(Beginning of Records supplied)

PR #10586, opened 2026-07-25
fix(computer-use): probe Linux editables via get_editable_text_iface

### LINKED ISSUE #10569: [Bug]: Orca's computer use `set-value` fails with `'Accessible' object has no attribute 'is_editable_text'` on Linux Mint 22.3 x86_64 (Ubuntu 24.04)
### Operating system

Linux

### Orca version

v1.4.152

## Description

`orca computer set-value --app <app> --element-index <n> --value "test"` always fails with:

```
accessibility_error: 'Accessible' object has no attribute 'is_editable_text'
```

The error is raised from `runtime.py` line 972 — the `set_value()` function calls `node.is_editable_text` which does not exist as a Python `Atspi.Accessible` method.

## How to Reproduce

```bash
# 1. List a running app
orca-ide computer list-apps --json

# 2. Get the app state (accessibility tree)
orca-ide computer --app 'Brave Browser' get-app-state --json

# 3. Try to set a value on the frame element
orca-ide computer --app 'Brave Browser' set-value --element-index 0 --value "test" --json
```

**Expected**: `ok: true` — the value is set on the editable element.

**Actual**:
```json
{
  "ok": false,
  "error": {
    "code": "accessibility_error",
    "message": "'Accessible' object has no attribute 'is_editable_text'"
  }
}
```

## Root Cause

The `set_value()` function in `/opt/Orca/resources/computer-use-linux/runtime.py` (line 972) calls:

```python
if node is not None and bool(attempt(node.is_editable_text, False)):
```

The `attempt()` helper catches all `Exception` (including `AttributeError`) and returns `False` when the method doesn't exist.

(End of Records supplied)
(Beginning of Records supplied)

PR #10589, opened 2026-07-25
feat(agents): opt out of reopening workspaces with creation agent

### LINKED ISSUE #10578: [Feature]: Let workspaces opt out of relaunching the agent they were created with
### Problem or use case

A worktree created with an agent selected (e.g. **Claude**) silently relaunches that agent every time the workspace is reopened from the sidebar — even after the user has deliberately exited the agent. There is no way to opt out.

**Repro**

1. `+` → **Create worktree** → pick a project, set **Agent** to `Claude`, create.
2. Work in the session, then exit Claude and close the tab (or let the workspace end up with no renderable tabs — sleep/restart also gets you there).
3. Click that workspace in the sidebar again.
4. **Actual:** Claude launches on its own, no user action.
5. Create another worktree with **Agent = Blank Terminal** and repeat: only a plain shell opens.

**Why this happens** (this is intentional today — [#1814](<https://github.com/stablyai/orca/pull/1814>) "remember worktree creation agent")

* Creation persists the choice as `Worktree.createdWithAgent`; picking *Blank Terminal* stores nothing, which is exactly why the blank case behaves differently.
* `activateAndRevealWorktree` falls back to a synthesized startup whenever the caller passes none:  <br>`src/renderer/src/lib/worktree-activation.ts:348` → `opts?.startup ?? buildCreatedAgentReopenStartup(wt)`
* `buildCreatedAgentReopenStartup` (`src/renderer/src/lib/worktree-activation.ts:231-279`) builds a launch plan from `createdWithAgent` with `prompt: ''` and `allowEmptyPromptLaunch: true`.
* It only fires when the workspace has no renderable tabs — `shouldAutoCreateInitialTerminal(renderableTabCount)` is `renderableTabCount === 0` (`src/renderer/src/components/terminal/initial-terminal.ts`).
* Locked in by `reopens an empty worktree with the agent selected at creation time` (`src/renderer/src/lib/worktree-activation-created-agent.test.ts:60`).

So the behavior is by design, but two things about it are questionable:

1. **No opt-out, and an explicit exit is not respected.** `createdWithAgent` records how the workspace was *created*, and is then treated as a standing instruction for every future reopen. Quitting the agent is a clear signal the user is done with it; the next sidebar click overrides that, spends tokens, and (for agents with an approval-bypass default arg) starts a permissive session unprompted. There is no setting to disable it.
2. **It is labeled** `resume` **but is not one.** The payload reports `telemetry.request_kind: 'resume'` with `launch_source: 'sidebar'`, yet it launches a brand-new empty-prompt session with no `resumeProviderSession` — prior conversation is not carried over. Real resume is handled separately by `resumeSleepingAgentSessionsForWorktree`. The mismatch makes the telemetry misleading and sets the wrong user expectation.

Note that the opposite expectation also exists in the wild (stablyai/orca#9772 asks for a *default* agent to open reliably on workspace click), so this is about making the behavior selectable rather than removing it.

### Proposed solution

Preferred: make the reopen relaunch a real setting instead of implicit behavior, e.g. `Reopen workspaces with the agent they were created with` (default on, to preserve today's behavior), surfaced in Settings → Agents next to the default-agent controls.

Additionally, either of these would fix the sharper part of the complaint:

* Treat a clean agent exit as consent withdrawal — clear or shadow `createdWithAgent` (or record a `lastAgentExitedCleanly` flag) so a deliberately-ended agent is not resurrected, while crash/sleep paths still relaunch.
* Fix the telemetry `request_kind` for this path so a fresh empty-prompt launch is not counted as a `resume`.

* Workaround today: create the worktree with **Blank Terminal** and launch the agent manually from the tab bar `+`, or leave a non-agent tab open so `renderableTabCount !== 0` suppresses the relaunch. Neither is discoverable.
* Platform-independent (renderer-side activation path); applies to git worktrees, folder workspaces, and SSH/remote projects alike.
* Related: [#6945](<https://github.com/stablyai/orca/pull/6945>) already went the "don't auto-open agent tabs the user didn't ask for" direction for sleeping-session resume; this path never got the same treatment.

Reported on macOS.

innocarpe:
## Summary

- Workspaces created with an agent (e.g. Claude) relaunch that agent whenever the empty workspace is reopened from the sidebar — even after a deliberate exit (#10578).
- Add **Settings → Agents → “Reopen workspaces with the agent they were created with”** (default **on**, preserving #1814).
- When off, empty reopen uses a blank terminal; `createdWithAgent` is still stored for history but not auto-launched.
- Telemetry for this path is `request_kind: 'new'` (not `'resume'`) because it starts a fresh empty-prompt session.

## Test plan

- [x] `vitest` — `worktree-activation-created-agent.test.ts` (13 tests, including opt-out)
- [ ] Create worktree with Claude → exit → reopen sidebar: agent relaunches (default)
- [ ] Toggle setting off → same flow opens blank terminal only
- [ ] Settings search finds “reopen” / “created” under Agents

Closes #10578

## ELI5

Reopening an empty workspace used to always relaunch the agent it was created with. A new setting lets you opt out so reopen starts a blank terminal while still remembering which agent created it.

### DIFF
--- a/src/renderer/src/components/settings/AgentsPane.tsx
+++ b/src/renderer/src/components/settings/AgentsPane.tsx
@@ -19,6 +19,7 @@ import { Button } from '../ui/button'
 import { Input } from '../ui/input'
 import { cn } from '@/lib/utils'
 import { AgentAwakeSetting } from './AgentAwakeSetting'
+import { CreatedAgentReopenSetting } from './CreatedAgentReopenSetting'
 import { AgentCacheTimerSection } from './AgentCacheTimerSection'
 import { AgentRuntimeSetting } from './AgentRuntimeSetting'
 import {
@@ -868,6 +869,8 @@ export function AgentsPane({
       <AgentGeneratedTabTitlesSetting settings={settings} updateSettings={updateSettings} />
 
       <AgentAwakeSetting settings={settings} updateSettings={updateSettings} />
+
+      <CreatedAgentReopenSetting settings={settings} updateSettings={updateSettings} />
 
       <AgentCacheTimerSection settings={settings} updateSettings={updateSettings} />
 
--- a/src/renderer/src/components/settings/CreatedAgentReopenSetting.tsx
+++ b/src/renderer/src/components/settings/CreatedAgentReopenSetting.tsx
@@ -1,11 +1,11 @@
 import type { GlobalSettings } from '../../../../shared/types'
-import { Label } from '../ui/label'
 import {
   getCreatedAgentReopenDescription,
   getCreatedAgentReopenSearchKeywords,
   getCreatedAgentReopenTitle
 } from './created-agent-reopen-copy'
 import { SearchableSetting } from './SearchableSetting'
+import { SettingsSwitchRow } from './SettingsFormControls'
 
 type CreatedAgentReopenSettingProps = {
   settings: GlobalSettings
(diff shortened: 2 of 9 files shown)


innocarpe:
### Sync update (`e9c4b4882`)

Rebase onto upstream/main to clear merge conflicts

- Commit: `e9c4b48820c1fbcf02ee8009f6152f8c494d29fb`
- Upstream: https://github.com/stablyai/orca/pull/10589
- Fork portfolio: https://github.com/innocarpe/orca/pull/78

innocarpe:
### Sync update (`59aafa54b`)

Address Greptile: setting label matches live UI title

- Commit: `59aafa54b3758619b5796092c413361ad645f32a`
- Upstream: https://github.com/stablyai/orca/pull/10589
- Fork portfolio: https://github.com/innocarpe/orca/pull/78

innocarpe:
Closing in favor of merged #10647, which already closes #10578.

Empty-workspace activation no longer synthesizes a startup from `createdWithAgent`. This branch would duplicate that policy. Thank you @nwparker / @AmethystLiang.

(End of Records supplied)
(Beginning of Records supplied)

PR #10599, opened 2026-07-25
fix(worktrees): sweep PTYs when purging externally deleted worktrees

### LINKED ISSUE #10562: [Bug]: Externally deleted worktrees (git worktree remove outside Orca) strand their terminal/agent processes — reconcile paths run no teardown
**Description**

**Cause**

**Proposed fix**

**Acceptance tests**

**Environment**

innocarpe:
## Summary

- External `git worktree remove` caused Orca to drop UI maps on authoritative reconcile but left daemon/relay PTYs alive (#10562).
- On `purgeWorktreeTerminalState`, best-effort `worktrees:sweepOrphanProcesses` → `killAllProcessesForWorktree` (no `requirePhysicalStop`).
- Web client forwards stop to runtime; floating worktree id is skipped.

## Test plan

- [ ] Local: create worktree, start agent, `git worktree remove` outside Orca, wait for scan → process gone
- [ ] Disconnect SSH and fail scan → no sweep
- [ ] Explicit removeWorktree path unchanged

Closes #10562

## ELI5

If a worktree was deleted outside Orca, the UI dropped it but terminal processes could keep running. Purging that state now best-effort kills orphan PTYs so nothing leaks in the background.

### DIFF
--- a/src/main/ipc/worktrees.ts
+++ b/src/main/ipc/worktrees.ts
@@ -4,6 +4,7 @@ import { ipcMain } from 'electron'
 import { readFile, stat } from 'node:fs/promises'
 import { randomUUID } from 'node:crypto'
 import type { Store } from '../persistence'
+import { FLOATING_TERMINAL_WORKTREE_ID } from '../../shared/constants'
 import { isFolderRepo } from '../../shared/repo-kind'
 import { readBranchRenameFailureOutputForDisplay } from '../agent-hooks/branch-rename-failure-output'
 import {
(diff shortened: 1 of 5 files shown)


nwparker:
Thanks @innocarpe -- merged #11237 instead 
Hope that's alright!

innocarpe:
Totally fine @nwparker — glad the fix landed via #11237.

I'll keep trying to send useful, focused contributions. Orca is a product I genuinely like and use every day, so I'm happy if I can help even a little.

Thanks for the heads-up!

(End of Records supplied)

» **Exercise aim**:
The lines above starting at the one that contains "Note that the" and ending at the one that contains "paths still relaunch." must be transcribed exactly, and no other lines may appear.

» **Answer section**:
Note that the opposite expectation also exists in the wild (stablyai/orca#9772 asks for a *default* agent to open reliably on workspace click), so this is about making the behavior selectable rather than removing it.

### Proposed solution

Preferred: make the reopen relaunch a real setting instead of implicit behavior, e.g. `Reopen workspaces with the agent they were created with` (default on, to preserve today's behavior), surfaced in Settings → Agents next to the default-agent controls.

Additionally, either of these would fix the sharper part of the complaint:

* Treat a clean agent exit as consent withdrawal — clear or shadow `createdWithAgent` (or record a `lastAgentExitedCleanly` flag) so a deliberately-ended agent is not resurrected, while crash/sleep paths still relaunch.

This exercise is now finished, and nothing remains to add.